--- Data records Enclosed Below ---
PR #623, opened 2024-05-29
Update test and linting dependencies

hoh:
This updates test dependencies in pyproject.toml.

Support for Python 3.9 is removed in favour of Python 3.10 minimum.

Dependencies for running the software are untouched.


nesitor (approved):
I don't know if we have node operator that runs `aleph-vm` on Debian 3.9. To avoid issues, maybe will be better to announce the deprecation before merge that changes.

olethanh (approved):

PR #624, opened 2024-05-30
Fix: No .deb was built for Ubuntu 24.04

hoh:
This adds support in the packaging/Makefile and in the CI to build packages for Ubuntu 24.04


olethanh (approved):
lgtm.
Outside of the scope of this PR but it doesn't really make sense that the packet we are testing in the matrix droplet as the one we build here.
--- End of Enclosed Data records ---
--- Data records Enclosed Below ---
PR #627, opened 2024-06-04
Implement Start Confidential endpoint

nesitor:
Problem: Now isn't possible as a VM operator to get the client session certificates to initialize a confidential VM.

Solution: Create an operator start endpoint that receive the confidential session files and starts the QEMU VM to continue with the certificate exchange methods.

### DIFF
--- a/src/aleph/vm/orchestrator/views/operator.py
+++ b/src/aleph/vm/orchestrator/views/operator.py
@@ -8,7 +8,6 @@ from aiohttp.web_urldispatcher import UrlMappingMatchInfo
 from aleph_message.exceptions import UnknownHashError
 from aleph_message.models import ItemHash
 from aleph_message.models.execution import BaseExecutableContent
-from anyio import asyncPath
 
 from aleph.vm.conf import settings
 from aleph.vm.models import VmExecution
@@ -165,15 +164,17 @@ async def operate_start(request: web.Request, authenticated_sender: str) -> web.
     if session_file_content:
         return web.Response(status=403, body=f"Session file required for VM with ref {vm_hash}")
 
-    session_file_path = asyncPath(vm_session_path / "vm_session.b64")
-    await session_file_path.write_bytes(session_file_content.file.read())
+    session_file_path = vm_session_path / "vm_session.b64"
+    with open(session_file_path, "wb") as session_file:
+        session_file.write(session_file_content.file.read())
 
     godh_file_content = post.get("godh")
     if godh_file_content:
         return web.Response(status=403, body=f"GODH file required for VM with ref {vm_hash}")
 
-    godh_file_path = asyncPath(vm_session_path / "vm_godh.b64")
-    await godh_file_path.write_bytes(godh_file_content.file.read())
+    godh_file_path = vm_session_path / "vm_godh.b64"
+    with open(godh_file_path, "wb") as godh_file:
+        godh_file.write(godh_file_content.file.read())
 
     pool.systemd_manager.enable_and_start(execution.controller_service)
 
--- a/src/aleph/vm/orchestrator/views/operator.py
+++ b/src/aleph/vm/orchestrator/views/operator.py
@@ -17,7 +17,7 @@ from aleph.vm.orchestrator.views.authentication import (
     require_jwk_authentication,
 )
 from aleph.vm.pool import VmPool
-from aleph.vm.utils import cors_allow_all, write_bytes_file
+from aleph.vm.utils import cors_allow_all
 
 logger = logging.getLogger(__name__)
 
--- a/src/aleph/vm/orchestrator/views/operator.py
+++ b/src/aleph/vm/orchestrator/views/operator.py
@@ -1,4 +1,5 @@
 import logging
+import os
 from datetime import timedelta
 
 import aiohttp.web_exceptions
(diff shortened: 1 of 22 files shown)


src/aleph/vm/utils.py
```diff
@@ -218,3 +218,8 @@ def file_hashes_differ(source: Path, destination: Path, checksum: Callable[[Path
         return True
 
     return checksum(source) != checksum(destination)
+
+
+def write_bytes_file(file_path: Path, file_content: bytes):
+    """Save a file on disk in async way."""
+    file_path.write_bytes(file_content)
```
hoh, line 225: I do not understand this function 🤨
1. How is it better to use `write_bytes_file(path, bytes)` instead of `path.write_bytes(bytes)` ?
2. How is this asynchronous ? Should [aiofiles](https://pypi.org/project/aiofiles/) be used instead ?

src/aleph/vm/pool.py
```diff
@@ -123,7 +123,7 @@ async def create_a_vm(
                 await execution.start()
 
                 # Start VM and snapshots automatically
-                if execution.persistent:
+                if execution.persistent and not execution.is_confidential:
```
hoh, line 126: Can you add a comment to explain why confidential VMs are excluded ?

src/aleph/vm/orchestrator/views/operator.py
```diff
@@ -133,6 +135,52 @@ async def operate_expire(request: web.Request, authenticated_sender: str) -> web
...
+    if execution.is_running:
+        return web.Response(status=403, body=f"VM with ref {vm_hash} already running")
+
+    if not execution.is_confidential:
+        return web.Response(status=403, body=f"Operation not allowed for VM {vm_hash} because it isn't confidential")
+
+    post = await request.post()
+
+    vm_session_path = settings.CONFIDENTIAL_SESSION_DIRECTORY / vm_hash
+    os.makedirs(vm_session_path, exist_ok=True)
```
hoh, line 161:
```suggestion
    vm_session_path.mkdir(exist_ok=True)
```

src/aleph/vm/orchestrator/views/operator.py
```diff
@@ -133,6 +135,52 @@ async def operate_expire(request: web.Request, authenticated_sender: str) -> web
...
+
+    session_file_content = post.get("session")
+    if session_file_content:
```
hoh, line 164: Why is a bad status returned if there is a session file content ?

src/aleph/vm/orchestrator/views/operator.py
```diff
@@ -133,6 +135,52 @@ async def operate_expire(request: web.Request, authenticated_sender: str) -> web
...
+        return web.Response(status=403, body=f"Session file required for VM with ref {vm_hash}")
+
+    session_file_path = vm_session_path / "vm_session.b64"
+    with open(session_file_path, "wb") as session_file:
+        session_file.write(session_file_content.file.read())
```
--- End of Enclosed Data records ---
Problem to solve
Search the data for "required". Copy each line that has it.

Result below
         return web.Response(status=403, body=f"Session file required for VM with ref {vm_hash}")
         return web.Response(status=403, body=f"GODH file required for VM with ref {vm_hash}")
+        return web.Response(status=403, body=f"Session file required for VM with ref {vm_hash}")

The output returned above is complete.